From Fedora Project Wiki

Relations between the Board and FESCo

During the merge period before Fedora 7 there were multiple discussion on different topics where it was partly unclear if the Board or FESCo (Fedora Engineering Steering Committee) was responsible or the first to act to make a decision. This document tries to clarify the working areas of the two and the relations of them to each other and other groups in the Fedora project that the two have to work with.

Digest

The Fedora Board is responsible for the Fedora Project as a whole. But it cannot nor wants to decide each and every detail alone. Thus the Boards delegates specific tasks to different groups. For the Linux distribution known as Fedora it delegates the work to FESCo -- but as this product is the core of the project the Board wants to get informed of the ongoing workings and decisions and involved in major decisions done by FESCo that are highly relevant to the project as a whole.

Even FESCo on the other hand can't do everything alone, as creating and maintaining a Linux distribution is a whole lot of work.
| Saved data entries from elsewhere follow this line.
PR #471, opened 2022-05-08
Added command line interface via fire library

onuratakan:
Hello,

I am Onur, this project is awesome and i will use in my new and existing projects.

In this pull request i added CLI interface for DeepFace with this update users can be use DeepFace with this command
```console
DeepFace verify -IMG1_PATH ...
```

If you accept this idea i can write documentation for this update.

Best regards,

Onur Atakan ULUSOY

### DIFF
--- a/deepface/DeepFace.py
+++ b/deepface/DeepFace.py
@@ -12,6 +12,8 @@ import pandas as pd
 from tqdm import tqdm
 import pickle
 
+import fire
+
 from deepface.basemodels import VGGFace, OpenFace, Facenet, Facenet512, FbDeepFace, DeepID, DlibWrapper, ArcFace, Boosting
 from deepface.extendedmodels import Age, Gender, Race, Emotion
 from deepface.commons import functions, realtime, distance as dst
@@ -822,3 +824,4 @@ def detectFace(img_path, target_size = (224, 224), detector_backend = 'opencv', 
 #main
 
 functions.initialize_folder()
+fire.Fire()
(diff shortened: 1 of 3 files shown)


serengil:

i plan to change the command to lowercase

    entry_points={
        "console_scripts":
        ["deepface = deepface:DeepFace"],
    }

serengil:
When i try to run the command, it is not working. Do you have an idea why this happens?

(sefik) sefik@Sefiks-MacBook-Pro deepface % deepface_cmd verify -IMG1_PATH tests/dataset/img1.jpg -IMG2_PATH tests/dataset/img2.jpg
Traceback (most recent call last):
  File "/Users/sefik/opt/anaconda3/envs/sefik/bin/deepface_cmd", line 33, in <module>
    sys.exit(load_entry_point('deepface', 'console_scripts', 'deepface_cmd')())
  File "/Users/sefik/opt/anaconda3/envs/sefik/bin/deepface_cmd", line 25, in importlib_load_entry_point
    return next(matches).load()
  File "/Users/sefik/opt/anaconda3/envs/sefik/lib/python3.8/importlib/metadata.py", line 79, in load
    return functools.reduce(getattr, attrs, module)
AttributeError: module 'deepface' has no attribute 'DeepFace'

serengil:
also, unit tests are not working anymore as is

serengil:
i have to remove fire based changes - unfortunately

onuratakan:
Okey, i will fixit. and re send a pr. Maybe we should add workflow based tests for errors =)

onuratakan:
The problem is if __main__ section when we import the DeepFace also we run the fire command (fire.fire()).

So we should add an  if __name__ == '__main__':

I can understand your revert operation, its necessary, but i want to fix and add to this amazing project =) let's go

(A litle crazy)

PR #474, opened 2022-05-09
Opencv SFace implementation

rodrigo2019:
Recently opencv has implemented SFace for recognition and YuNet for detection. These model have a good performance, in some cases SFace have better performance than Facenet.

[https://docs.opencv.org/4.x/d0/dd4/tutorial_dnn_face.html](https://docs.opencv.org/4.x/d0/dd4/tutorial_dnn_face.html)
[https://github.com/opencv/opencv_zoo/tree/master/models/face_recognition_sface](https://github.com/opencv/opencv_zoo/tree/master/models/face_recognition_sface)


serengil:
very nice work

we should fine a threshold for this model but it does not block to merge. i can do it later. thank your for your contribution

serengil:
i found the threshold values and updated commons/distance.py

PR #497, opened 2022-06-18
Feature/non binary gender result

shirasael:


serengil:
thank you for your contribution but it seems this is not the gender proba change.

1- in DeepFace.py resp_obj was dict but not it is list. 

2- in DeepFace.py, if you return gender_prediction directly, that would be the proba of genders. 

3- in ArcFace.py, why you are not using keras.models.Model anymore?

shirasael:
Hi,

You are correct - I originally opened this branch to change the behavior of the analyze function in DeepFace to return the gender probability, and ended up adding a few more changes.

Regarding you comments:

1 - I realize that, but why? It is much easier to access the results if it were a list (i.e `result[0]` instead of something like `result['instance_'+str(0]`). I noticed that the order is constant with the results, and there's an extra-processing at the end of the `analyze()` function to convert the results from list to dict. Personally I found it redundant and inconvenient, but I would love to hear your take on why this was the design :)

2 - True. I guess I just used the same process as was used in other analysis actions. I can change that to return the gender prediction directly (should I multiply by 100 though?)

3 - Good point, I am not sure why / when I made this change. Will revert.

serengil:
1- because, i realized that sometimes python returns array unsorted. i can understand the real index of that item with instance_x key. its initial version was a list instead of dict.

2- yes, scores should be in scale of [0, 100] similar to emotion and race scores.

shirasael:
1 - As far as I know lists maintain constant order (if this weren't true than the dict would also not be sorter, since it depends of the ondexes in the list)

2 - No problem, will make the change :)

serengil:
unsorted arrays might be a python related bug but i can access it in the dict with instance_101 independently from its order.

besides, would you please move the content of test_nonbinary_gender.py to unit_tests.py. because unit tests are running by github automations.

shirasael:
See this thread as referance:
https://stackoverflow.com/questions/13694034/is-a-python-list-guaranteed-to-have-its-elements-stay-in-the-order-they-are-inse

shirasael:
Sure, will move the tests 👍

PR #503, opened 2022-07-05
added cmake dependency

falkaabi:
Added cmake dependency to requirements.txt for those using python venv


.gitignore
```diff
@@ -20,3 +20,4 @@ tests/dataset/*.pkl
 .DS_Store
 deepface/.DS_Store
 *.pyc
+vDeepFace
```
falkaabi, line 23: This is the virtual environment I was using :)
No need to add it to the code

Thus it concentrates on the most important stuff and delegates other work to subgroups and committees, which FESCo coordinates and work with hand in hand.

In Detail

The digest above should be enough to get the rough scheme, but this section below will get into the details a bit more in depth and give some examples in the hope to make in more clear with areas the two groups works on and how they interact.

Board

The Fedora Board takes care of coordinating the different high-level groups that work on different areas of the project -- like Ambassadors, FESCo or Infrastructure. Those groups work on their own mostly, but the Board should roughly know what happens and should get involved when important decisions are made that matter to the project as a whole or are of major relevance for the other high-level groups. Those thus need to keep the Board informed about major decisions or working areas by sending summaries from their meetings, decisions and workings. The Board further reserves the right to take part in meetings and get heard before decisions are made; really important decisions are best done by the Board and the group together.
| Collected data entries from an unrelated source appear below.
PR #989, opened 2017-11-21
Prevent crash if a sub-model row header is selected

### LINKED ISSUE #985: Most of 2017.3x will crash when doing this
>>>Accidental discovery<<<

In the sequencer, toggle strands on a model with submodels
Select a submodel then toggle strands again
Crash

computergeek1507:
Prevent crash if a sub-model row header is selected when clicking Toggle Stands. Fixes #985

### DIFF
--- a/xLights/sequencer/RowHeading.cpp
+++ b/xLights/sequencer/RowHeading.cpp
@@ -617,7 +617,7 @@ void RowHeading::OnLayerPopup(wxCommandEvent& event)
     else if (id == ID_ROW_MNU_TOGGLE_STRANDS) {
         ModelElement *me = dynamic_cast<ModelElement *>(element);
         if (me == nullptr) {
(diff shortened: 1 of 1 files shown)


keithsw1111:
Are you sure this is right? Does it break the toggling behaviour on strands? I cant test it for another 12 hours.

computergeek1507:
I didn't change the current functionality but I'm unsure it is correct to begin with.

Current Version:

toggle crash


With My Change Version:

toggle fix

computergeek1507:
StrandElement class is a subclass of SubModelElement so the cast should be good. The method to get the parent model is part of submodel class. I originally just added another dynamic cast to check for a null object when a submodel row was selected but since the StrandElement and SubModelElement row headers do the same action (just collapse the addition rows) I didn't want to add an unnecessary dynamic cast.

toggletree

AzGilrock:
No problem just asking.  I wasn't at home to test it.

As open communication and a transparent decision process should be maintained anyway both public summaries and public meetings should be nothing special normally -- but in the relations with FESCo this is important, as FESCo works on the to the outside most visible and for us thus most important area of the project.

FESCo

FESCo as Fedora Engineering Steering Committee integrates what was up to Fedora 7 known as "Core Cabal", "Fedora Extras Steering Committee" and (in parts) "Fedora Packaging Committee" -- thus it takes care of the Linux distribution Fedora as a whole. That includes, but is nor limited to, the Schedule, Roadmap, Freezes or Features to concentrate on. That's a whole lot of work, thus FESCo hands over specific work areas to smaller groups like:

  • Release Team
  • QA group
  • Packaging Committee
  • EPEL

There are further some smaller groups (some or them are called SIGs -- Special interest groups), that take care of highly specific work areas like specific distribution spins, type of applications (games, perl, python, kernel, toolchain, desktop, java ...), selected architectures or other stuff.
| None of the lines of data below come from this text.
PR #1007, opened 2017-12-03
Allow Negative Value in the Tilt Orientation Field

### LINKED ISSUE #1005: Allow Negative Value in the Tilt Orientation Field
Moving heads with a Tilt Degree of Rotation greater than 180 degrees need to have a negative value in the Tilt Orientation field in order to accurately show in the preview that the mid-point of the tilt value range is straight up.

computergeek1507:
Fixes #1005

### DIFF
--- a/xLights/models/DmxModel.cpp
+++ b/xLights/models/DmxModel.cpp
@@ -183,8 +183,8 @@ void DmxModel::AddTypeProperties(wxPropertyGridInterface *grid) {
     p->SetAttribute("Max", 360);
     p->SetEditor("SpinCtrl");
 
-    p = grid->Append(new wxUIntProperty("Tilt Deg of Rot", "DmxTiltDegOfRot", tilt_deg_of_rot));
-    p->SetAttribute("Min", 0);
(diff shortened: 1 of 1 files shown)


AzGilrock:
No one needs a negative value.  If Matt needed -36 degrees orientation then he should type in 224.  It's a 0 to 360 field so every orientation is possible with positive numbers.  I first want to see proof that using the equivalent positive number doesn't work.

All those groups have to interact with FESCo and the other groups similar how FESCo interacts with the Board and other high-level groups -- that includes stuff like, open meetings, summaries of workings and decisions as well as getting FESCo or even both FESCo and the Board involved in important decisions. FESCo itself will sometimes get the Board involved in important FESCo work areas like:

  • Schedule
  • Relations to Red Hat
  • Changes in the distribution that might have a strong impact on RHEL
  • new work areas like a new architecture to support
  • everything that is related to the Open Source politics of the Project;
  • FIXME: suggestions for more?

But even in this areas FESCo will normally be the driving group which has to make sure the stuff is done.